→ Exercise: Print out the complete set of records below, exactly as they read.

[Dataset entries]
PR #1968, opened 2023-12-08
fix: deprecated DEV_MODE

### LINKED ISSUE #1964: Deprecate DEV_MODE
### Problem

At the moment we have a Dev mode in the relay, which was used before estimateGas was implemented properly, to return the revert reason, when contract calls revert. Currently estimateGas is working correctly, which means that we don't need dev mode anymore.

### Solution

Remove all dev mode related functionality. 

### Alternatives

_No response_

ebadiere:
**Related issue(s)**:

Fixes #1964


packages/relay/src/lib/eth.ts
```diff
@@ -1747,15 +1747,6 @@ export class EthImpl implements Eth {
     const fromAddress = await this.resolveEvmAddress(contractResult.from, requestIdPrefix, [constants.TYPE_ACCOUNT]);
     const toAddress = await this.resolveEvmAddress(contractResult.to, requestIdPrefix);
 
-    if (
```
Nana-EC, line 1750: Q: Where the test being removed or added to affirm the change being made?
In a sense shouldn't an unset or `false` dev mode act exactly the same as this code being removed?

Nana-EC (changes requested):
Simple fix but clarifying implications

PR #1978, opened 2023-12-13
feat: Add option to configure file chunk size.

### LINKED ISSUE #1977: Add an option to configure the file append chunk size for the HAPI FileAppendTransaction.
### Problem

The current file append chunk size is hard coded to 4096 bytes.  Increasing this may improve performance and reduce costs.

### Solution

Add a configurable property to adjust this value.

### Alternatives

_No response_

ebadiere:
Adds an option to configure the file append chunk size.
**Related issue(s)**:

Fixes #1977 

**Checklist**


AlfredoG87 (dismissed):
LGTM.
Just one question?
How did we calculate the current ideal/default values of 20 and 5120 respectively?
I see 20, was already there but the chunk size is bigger by 1024


I found [this](https://docs.hedera.com/hedera/sdks-and-apis/sdks/transactions): 

Based on the text below I guess we should be fine.
> Transactions have a 6,144 bytes size limit. This includes the signatures on the transaction. The estimated single signature size is about 80-100 bytes.

Nana-EC (dismissed):

AlfredoG87 (approved):

AlfredoG87 (approved):

PR #1979, opened 2023-12-13
fix: Removed the contract revert reason from the eth_getTransactionByHash.

### LINKED ISSUE #1964: Deprecate DEV_MODE

ebadiere:
Removes the contract revert reason from the eth_getTransactionByHash.

**Related issue(s)**:

Fixes #1964


AlfredoG87 (approved):
LGTM, are there associated tests that also need to be removed?

AlfredoG87 (dismissed):
LGTM

AlfredoG87 (approved):
LGTM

→ Task answer:
PR #1968, opened 2023-12-08
fix: deprecated DEV_MODE

### LINKED ISSUE #1964: Deprecate DEV_MODE
### Problem

At the moment we have a Dev mode in the relay, which was used before estimateGas was implemented properly, to return the revert reason, when contract calls revert. Currently estimateGas is working correctly, which means that we don't need dev mode anymore.

### Solution

Remove all dev mode related functionality. 

### Alternatives

_No response_

ebadiere:
**Related issue(s)**:

Fixes #1964


packages/relay/src/lib/eth.ts
```diff
@@ -1747,15 +1747,6 @@ export class EthImpl implements Eth {
     const fromAddress = await this.resolveEvmAddress(contractResult.from, requestIdPrefix, [constants.TYPE_ACCOUNT]);
     const toAddress = await this.resolveEvmAddress(contractResult.to, requestIdPrefix);
 
-    if (
```
Nana-EC, line 1750: Q: Where the test being removed or added to affirm the change being made?
In a sense shouldn't an unset or `false` dev mode act exactly the same as this code being removed?

Nana-EC (changes requested):
Simple fix but clarifying implications

PR #1978, opened 2023-12-13
feat: Add option to configure file chunk size.

### LINKED ISSUE #1977: Add an option to configure the file append chunk size for the HAPI FileAppendTransaction.
### Problem

The current file append chunk size is hard coded to 4096 bytes.  Increasing this may improve performance and reduce costs.

### Solution

Add a configurable property to adjust this value.

### Alternatives

_No response_

ebadiere:
Adds an option to configure the file append chunk size.
**Related issue(s)**:

Fixes #1977 

**Checklist**


AlfredoG87 (dismissed):
LGTM.
Just one question?
How did we calculate the current ideal/default values of 20 and 5120 respectively?
I see 20, was already there but the chunk size is bigger by 1024


I found [this](https://docs.hedera.com/hedera/sdks-and-apis/sdks/transactions): 

Based on the text below I guess we should be fine.
> Transactions have a 6,144 bytes size limit. This includes the signatures on the transaction. The estimated single signature size is about 80-100 bytes.

Nana-EC (dismissed):

AlfredoG87 (approved):

AlfredoG87 (approved):

PR #1979, opened 2023-12-13
fix: Removed the contract revert reason from the eth_getTransactionByHash.

### LINKED ISSUE #1964: Deprecate DEV_MODE

ebadiere:
Removes the contract revert reason from the eth_getTransactionByHash.

**Related issue(s)**:

Fixes #1964


AlfredoG87 (approved):
LGTM, are there associated tests that also need to be removed?

AlfredoG87 (dismissed):
LGTM

AlfredoG87 (approved):
LGTM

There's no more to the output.